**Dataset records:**
PR #4035, opened 2019-11-13
kernel/semaphore: Remove unnecessary variable

jeongarmy:
Call directly without assigning rtcb variable because it is used when enabling some configurations only.


seinfra:
Target : [19ca10ef7e3f97799bd6b5d443650293c3ca445c] - Code Rule Check (C++) OK.

seinfra:
Target : [19ca10ef7e3f97799bd6b5d443650293c3ca445c] - Code Rule Check OK.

**TASK DIRECTIONS:** Copy the records above exactly.

**WRITTEN SOLUTION:**
PR #4035, opened 2019-11-13
kernel/semaphore: Remove unnecessary variable

jeongarmy:
Call directly without assigning rtcb variable because it is used when enabling some configurations only.


seinfra:
Target : [19ca10ef7e3f97799bd6b5d443650293c3ca445c] - Code Rule Check (C++) OK.

seinfra:
Target : [19ca10ef7e3f97799bd6b5d443650293c3ca445c] - Code Rule Check OK.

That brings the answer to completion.